In Anne’s reign Ellys did not abandon his Country Whig principles, but none the less was to be found more often giving his vote to the administration. On 13 Feb. 1703 he voted in favour of agreeing with the Lords’ amendments to the bill for enlarging the time for taking the oath of abjuration, and on 28 Nov. 1704 did not vote for the Tack. Listed after his re-election in 1705 as a ‘Low Churchman’, Ellys voted on 25 Oct. in support of the Court candidate for Speaker. Soon afterwards, however, he devoted his energies once more to a ‘Country’ cause, taking a substantial share in the attempt to secure a ‘place clause’ in the regency bill. He was appointed one of the managers for a conference with the Lords on 7 Feb. 1706 and after the bill had been lost on 18 Feb., one of its supporters, Sir John Cropley, 2nd Bt.*, reported that Ellys and ‘all such were firm to the last’. Harley’s offer to Ellys in the summer of 1706 of the power of recommending someone to a particular position may have been related to the former’s interference in the alterations being made to the Lincolnshire bench at that time.

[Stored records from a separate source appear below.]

PR #2260, opened 2026-08-29
Support batched scale_tril in LowerCholeskyAffine

castor639:
Lift the 2D-only restriction so loc and scale_tril can carry leading batch dimensions with standard JAX broadcasting. Inverse uses batched triangular solve so shared and fully batched scale_tril both work.


Qazalbash (approved):

fehiepsi (approved):
Thanks for the enhancement!

PR #2261, opened 2026-09-02
doc: link citation markers on the Contributed Code page

IvanDobrovolsky:
The page cites references as plain text [1], [2], … and both the SteinVI and HSGP sections number their own list from [1], so a marker doesn't tell you which list it belongs to.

Ellys, though ‘extremely obliged for the great favour’, declined the offer, claiming that he did not know anyone worthy of it and, moreover, ‘I think the pot boils over everywhere, and if ’twas in my power I would empty it before I put more in’. The next year, in August, action by Harley in favour of the Grantham corporation’s petition to be allowed to collect money in Lincolnshire to repair the damage caused by a fire in the town in July, gave Ellys occasion to write to him,

You are the best friend in the world, . . . your generous temper prompts you to do favours for no other reason but to serve your friends. I hope our corporation are sensible of the great favour you have done them, I’m sure the method you’ve taken makes a greater impression upon me than I’m able to express.

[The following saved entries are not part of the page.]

PR #2265, opened 2026-09-10
docs(gh-2187): add mathematical details for Pareto and Weibull

Rokesh2008:
Related to #2187\n\nThis contribution documents two unchecked distributions from the distribution documentation tracker:\n\n- `Pareto`: support, PDF, CDF, transformed-exponential sampling, and moment existence conditions.\n- `Weibull`: support, PDF, CDF, sampling implementation, hazard-rate interpretation, and moments.\n\nThe documentation follows the existing NumPyro distribution docstring style and keeps the implementation unchanged.\n\nValidation:\n- Python AST parsing of `numpyro/distributions/continuous.py` passed.\n- Confirmed both new class docstrings contain mathematical documentation.\n- Full `make lint`, `make test`, and `make doctest` were not available in the execution sandbox because the project dependencies/build environment are not installed.\n\nRelated issue: #2187. No dependencies added.

### DIFF
--- a/numpyro/distributions/continuous.py
+++ b/numpyro/distributions/continuous.py
@@ -3343,7 +3343,28 @@ class Normal(Distribution):
         )
 
 
-class Pareto(TransformedDistribution):
+ class Pareto(TransformedDistribution):
+    r"""Pareto distribution.
+
+    Supported on x >= scale with positive tail-shape alpha. The density is
+
+    .. math::
+
+       f(x) = alpha * scale**alpha / x**(alpha + 1),
+
+    and the CDF is 1 - (scale / x)**alpha. NumPyro implements the
+    distribution as Exponential(alpha), followed by exponential and scale
+    transforms, so samples are scale * exp(E) for E ~ Exponential(alpha).
+
+    The mean exists for alpha > 1 and equals alpha * scale / (alpha - 1).
+    The variance exists for alpha > 2 and equals
+    alpha * scale**2 / ((alpha - 1)**2 * (alpha - 2)).
+
+    :param scale: Minimum value; must be positive.
+    :param alpha: Tail-shape parameter; must be positive.
+    :param validate_args: Whether to validate input constraints, defaults to None.
+    """
+
     arg_constraints = {"scale": constraints.positive, "alpha": constraints.positive}
     reparametrized_params = ["scale", "alpha"]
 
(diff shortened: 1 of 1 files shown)


juanitorduz:
Thanks for picking these up! The math content is correct (I checked the PDF/CDF, the sampling construction, and the moment formulas against the implementation), but the docstrings need to be converted to LaTeX before this can be merged.

### Blocking

**1. The `.. math::` bodies are Python pseudo-code, not LaTeX.** Sphinx passes the directive body verbatim to MathJax, so `alpha * scale**alpha / x**(alpha + 1)` renders as the italic letters `a l p h a`, a literal `∗∗`, etc. The same applies to the inline expressions written as plain prose (`1 - (scale / x)**alpha`, `lambda * Gamma(1 + 1/k)`, `scale**2 / ...`). The docstrings already merged from #2187 (`Exponential`, `Gumbel`, `Gamma`, `Normal`, ...) use `\frac`, `\alpha`, `\lambda`, `\exp` and `:math:` inline roles; please follow that convention.

**2. Pareto support is stated as `x >= scale`, but the implementation is strict.** `Pareto.support` is `constraints.greater_than(self.scale)`, and `_GreaterThan` is strict (`_GreaterThanEq` is the non-strict variant). With `validate_args=True`, `log_prob(scale)` is rejected, so the docstring should say :math:`x > x_m`.

### Nits

- `r"""` is used but there are no backslashes yet; it becomes necessary once the math is LaTeX, so keep it.

### Suggested replacement

I verified these render correctly.

```python
    r"""Pareto distribution parameterized by scale (:attr:`scale`) and tail
    index (:attr:`alpha`).

    The probability density function (PDF) is defined as:

    .. math::
       f(x; x_m, \alpha) = \frac{\alpha x_m^{\alpha}}{x^{\alpha + 1}}

    where :math:`x > x_m`, :math:`x_m > 0` is the scale and :math:`\alpha > 0`
    is the shape. The cumulative distribution function (CDF) is
    :math:`F(x) = 1 - (x_m / x)^{\alpha}`.

    The distribution is implemented as a :class:`TransformedDistribution`:
    :math:`X = x_m e^{E}` with :math:`E \sim \mathrm{Exponential}(\alpha)`,
    i.e. an :class:`Exponential` base distribution followed by
    :class:`~numpyro.distributions.transforms.ExpTransform` and
    :class:`~numpyro.distributions.transforms.AffineTransform`.

    The mean :math:`\alpha x_m / (\alpha - 1)` is finite only for
    :math:`\alpha > 1` and the variance
    :math:`\alpha x_m^2 / ((\alpha - 1)^2 (\alpha - 2))` only for
    :math:`\alpha > 2`; both properties return ``inf`` otherwise.

    :param scale: Scale parameter (:math:`x_m`), the lower bound of the support.
    :type scale: ArrayLike
    :param alpha: Shape (tail index) parameter (:math:`\alpha`).
    :type alpha: ArrayLike
    :param validate_args: Whether to validate input constraints, defaults to None.
    :type validate_args: bool, optional
    """
```

```python
class Weibull(Distribution):
    r"""Weibull distribution parameterized by scale (:attr:`scale`) and shape
    (:attr:`concentration`).

    The probability density function (PDF) is defined as:

    .. math::
       f(x; \lambda, k) = \frac{k}{\lambda}
       \left(\frac{x}{\lambda}\right)^{k - 1}
       \exp\left(-\left(\frac{x}{\lambda}\right)^{k}\right)

    where :math:`x > 0`, :math:`\lambda > 0` is the scale and :math:`k > 0` is
    the shape. The cumulative distribution function (CDF) is
    :math:`F(x) = 1 - \exp(-(x / \lambda)^{k})`.

    For :math:`k = 1` this reduces to :math:`\mathrm{Exponential}(1 / \lambda)`.
    The hazard rate :math:`h(x) = (k / \lambda)(x / \lambda)^{k - 1}` is
    decreasing for :math:`k < 1` and increasing for :math:`k > 1`.

    The mean is :math:`\lambda \, \Gamma(1 + 1/k)` and the variance is
    :math:`\lambda^2 \left[\Gamma(1 + 2/k) - \Gamma(1 + 1/k)^2\right]`.

    Samples are drawn with :func:`jax.random.weibull_min`.

    :param scale: Scale parameter (:math:`\lambda`).
    :type scale: ArrayLike
    :param concentration: Shape parameter (:math:`k`).
    :type concentration: ArrayLike
    :param validate_args: Whether to validate input constraints, defaults to None.
    :type validate_args: bool, optional
    """
```

Once updated, `make docs` (or at least `make lint`) locally would be a good check that Sphinx does not emit warnings for the new blocks.

juanitorduz (changes requested):
Small changes (see above)

Rokesh2008:
Implemented the requested documentation fixes in commit `51e1cd2`: converted the Pareto and Weibull math to LaTeX/Sphinx syntax and corrected the Pareto support to the strict `x > x_m` boundary. Thanks for the detailed review.

juanitorduz (approved):
Thanks!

An analysis of the House of early 1708 classed Ellys as a Whig, and in the subsequent Parliament he voted for the naturalization of the Palatines and for the impeachment of Dr Sacheverell. Described again as a Whig in the ‘Hanover list’ of 1710, he opposed the Tory ministry in the vote on 18 June 1713 on the French commerce bill. He did not stand for re-election that year, and seems to have retired from active politics.6

Ellys continued his role as local patron and benefactor, becoming a trustee for the rebuilding of the church of St. Peter-at-Arches, Lincoln, in 1719. He died at Nocton, 6 Oct. 1727, leaving large legacies to his daughters Sarah and Isabella, £100 to Grantham corporation, and the bulk of his estate to his son Richard*.7

Ref Volumes: 1690-1715

Authors: Paula Watson / Sonya Wynne

Notes

  • 1. Assoc. Architectural Socs. xxiv, 362–6; IGI, Lincs.
  • 2. Cal. Treas. Bks. viii. 1806; xxx. 425; Lincs. Peds. (Harl. Soc. l), 326.
  • 3. Her. and Gen. ii. 121; D. R. Lacey, Dissent and Parlty. Pol. 1661–89, 389–90; W. Marrat, Grantham, 24; A. Browning, Danby, iii. 160; Add. 70015, f. 86; 70230, Hampden to Harley, 15 Oct. 1690; HMC Portland, iii. 536.
  • 4. Add. 70197, Ellys to Harley, 31 Aug. 1695, 13 May 1696; 70224, same to same, 6 Nov. 1695.
  • 5. Luttrell, Brief Relation, iv. 665.
  • 6. Centre Kentish Stud. Stanhope mss U1590 C9/31, Cropley to Alexander Stanhope, 19 Feb. [1706]; HMC Portland, iv. 314; Marrat, 23–25; Add. 70267 misc. 42, Grantham petition; 70197, Ellys to Harley, 11 Aug. 1707.
  • 7. Lincs. Peds. (Harl. Soc. l), 326; PCC 79 Brook.